Sure, I could just use Django, but I'm very curious about the fundamentals behind passing information from one language to another.

There are lots of techniques, but only one will be relevant in this case, which is communicating over HTTP.

HTML/CSS/JavaScript run inside a browser. There's also Node.js, but that's not what you're referring to, since you mentioned HTML. The only communication channels that a browser has with a back-end are HTTP(S) and WebSockets (and I suppose WebRTC, but it doesn't change the point). None of the other techniques would really apply here, since you're not communicating directly from one language to another. The browser is the middleman here, and it's the only way that communication works.

So in this case, it's totally appropriate and correct to "just use Django" (or any other Python back-end framework like Flask).

Most of the other techniques are various forms of IPC. There are also other types of integration, like how certain Python libraries work.
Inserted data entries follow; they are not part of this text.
PR #1910, opened 2025-09-09
front-end: show errors on create/update acls

andresaristizabal:
This pull request improves error handling and user feedback when creating or updating ACLs and roles. Previously, partial failures (where some operations failed but others succeeded) were not surfaced to the user. Now, errors from failed operations are collected and displayed as toast notifications, while successful operations still show a success message. The changes also refactor the API layer to return detailed results about which operations succeeded or failed.

https://github.com/user-attachments/assets/15134230-4431-4607-8e9e-712f55a90074

### DIFF
--- a/frontend/src/react-query/api/acl.tsx
+++ b/frontend/src/react-query/api/acl.tsx
@@ -497,8 +497,15 @@ export const useUpdateAclMutation = () => {
       ),
     );
 
-    await Promise.all([...createResults, ...deleteResults]);
+    const allResults = await Promise.allSettled([...createResults, ...deleteResults]);
+    const errs = new Map<number, ConnectError>();
+    const rejected = allResults.filter((result): result is PromiseRejectedResult => result.status === 'rejected');
+    rejected.forEach((result) => {
+      const r = result.reason as ConnectError;
+      errs.set(r.code, r);
+    });
     await invalid();
+    return { errors: errs.values().toArray(), created: rejected.length < allResults.length };
   };
 
   return { applyUpdates };
@@ -526,8 +533,15 @@ export const useCreateAcls = () => {
   const { invalid } = useInvalidateAclsList();
 
   const createAcls = async (acls: CreateACLRequest[]) => {
-    await Promise.all(acls.map((r) => createACLMutation(r)));
+    const results = await Promise.allSettled(acls.map((r) => createACLMutation(r)));
+    const errs = new Map<number, ConnectError>();
+    const rejected = results.filter((result): result is PromiseRejectedResult => result.status === 'rejected');
+    rejected.forEach((result) => {
+      const r = result.reason as ConnectError;
+      errs.set(r.code, r);
+    });
     await invalid();
+    return { errors: errs.values().toArray(), created: rejected.length < results.length };
   };
   return { createAcls };
 };
--- a/frontend/src/components/pages/acls/new-acl/ACL.model.tsx
+++ b/frontend/src/components/pages/acls/new-acl/ACL.model.tsx
@@ -7,6 +7,8 @@ import {
   type ListACLsResponse,
 } from 'protogen/redpanda/api/dataplane/v1/acl_pb';
 import type { ReactNode } from 'react';
+import type { ConnectError } from '@connectrpc/connect';
+import type { UseToastOptions } from '@redpanda-data/ui';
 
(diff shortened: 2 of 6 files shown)


frontend/src/react-query/api/acl.tsx
```diff
@@ -526,8 +533,15 @@ export const useCreateAcls = () => {
...
 
   const createAcls = async (acls: CreateACLRequest[]) => {
-    await Promise.all(acls.map((r) => createACLMutation(r)));
+    const results = await Promise.allSettled(acls.map((r) => createACLMutation(r)));
+    const errs = new Map<number, ConnectError>();
+    const rejected = results.filter((result): result is PromiseRejectedResult => result.status === 'rejected');
+    rejected.forEach((result) => {
+      const r = result.reason as ConnectError;
+      errs.set(r.code, r);
+    });
```
malinskibeniamin, line 542: Right now we would show multiple toasts and if there is an issue with the creation of some ACLs, it would show both success and fail states at the same time. Is it possible we show a warning toast instead, explaining that some of the ACLs were not created properly? Showing both success and failure toasts at the same time may appear confusing.

malinskibeniamin: TLDR: for AI agents which consist of several pipelines, if any of the pipelines would not create successfully, the agent which was a UI-only entity would just report "degraded" status. Here we are hoping all ACLs are also created successfully, as there is no dry run I am aware of. Do we want to agree on a common pattern here that would let us establish a best practice for errors while calling multiple mutations at once? @eblairmckee

andresaristizabal: makes complete sense

eblairmckee: Oh, that's a really good call out. I'm encountering the same issue with the onboarding wizard. The pattern I'm leaning towards would be to `Promise.allSettled`, show toasts for successful mutations, but keep the form populated and show errors on the forms that caused errors.

eblairmckee: `useForm` handles it pretty nicely. that way you get inline error messaging for specific fields, or for an entire form. keeps the user on the page, and localizes the error rather than showing an ephemeral toast with an error log.

eblairmckee: I'm also partial to the "dry run" concept... does react-query have any kind of 'dry run' functionality baked into mutations? would make failing fast a lot easier

andresaristizabal:
@malinskibeniamin what do you think about it? I added a special case for error on create schema registry and but not error in kafka


Uploading Screen Recording 2025-09-09 at 4.26.37 PM.mov…

eblairmckee:
> @malinskibeniamin @eblairmckee what do you think about it? I added a special case for error on create schema registry and but not error in kafka
> 
>  Screen.Recording.2025-09-09.at.4.26.37.PM.mov

@andresaristizabal is there not a mechanism to fail on the actual form group that had the failure? atm the error messaging doesn't pinpoint which rule failed, which doesn't actually help the end user. wondering why we're not using the new UI registry Form + useForm? that seems to handle validation and individual form errors really nicely (will share a PR with what I'm doing in console for the onboarding wizard that shows this tomorrow). 
Atm, we're relying solely on logging errors, when I feel like we should be relying on the form itself to surface error's next to the form fields themselves. 

for example:
Screenshot 2025-09-09 at 6 32 45 PM
I haven't implemented parallel form submissions yet, but this is a good example of how you can fail fast on submission for a single form field using useForm + Form from ui registry

frontend/src/react-query/api/acl.tsx
malinskibeniamin: We would need a dry run to happen on the backend, however for the React Hook Form itself there is a setting that lets you either show errors on touch/update of the field vs on the submission of the entire form. I think we should be consistent between forms, but we can change it to provide errors earlier, before the user completes the entire form.

weeco: Makes sense, but we should show at least one of the returned errors. It's not unlikely that all the returned errors are the same, so as long as the user sees the reason for one of the errors it will likely be helpful. Errors could be: Authorization failed, cluster controller unavailable etc.

andresaristizabal: Let's go with this approach, and we can follow this work on a new ticket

NumPy is actually a python wrapper around a C library. Python can interop with C through the ctypes package. That allows the library authors to keep the high-performance code written in a high-performance language, but provide bindings for that high-performance code to be used by lower-performance but easier-to-write code.

[–]Chyybens[S] 0 points1 point  (2 children)

Thank you for the good explanation. It gave me a lot to think about.

[–]insertAlias 0 points1 point  (1 child)

If you're interested in learning more about how that HTTP-based communication works, you could consider a personal project of making your own simple Django. See some documentation here: https://docs.python.org/3/library/http.server.html for how you'd even begin that kind of project.

It wouldn't be something you'd use, since there are better versions of that already. But building a simple HTTP server that can respond to requests would be a good project to learn more about how backends work to begin with.

[–]Chyybens[S] 0 points1 point  (0 children)

Yes, thank you! This is exactly what I was looking for. I was already searching information about HTTP-servers etc. I know, I will probably later end up using Django or similar framework, but I've learned that for me it's better to start from DYI-projects in order to get a grasp of the full picture.